Stored data entries:
========================

PR #1464, opened 2021-08-24
fix: export `loadConfig` so it can be used for other purposes

tido64:
Summary:
---------

Exports `loadConfig` so it can be used by other libraries. Specifically, I'm working on adding the ability to target specific platforms in Jest. Being able to detect which platforms are available (especially out-of-tree ones) would be most useful.

Test Plan:
----------

There are no code changes to test.

### DIFF
--- a/packages/cli/src/index.ts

========================

- **WHAT NEEDS TO BE DONE**
Go line by line through the records and copy those that contain the word "loadConfig".

- **RESULT FOR THIS TASK**
fix: export `loadConfig` so it can be used for other purposes
Exports `loadConfig` so it can be used by other libraries. Specifically, I'm working on adding the ability to target specific platforms in Jest. Being able to detect which platforms are available (especially out-of-tree ones) would be most useful.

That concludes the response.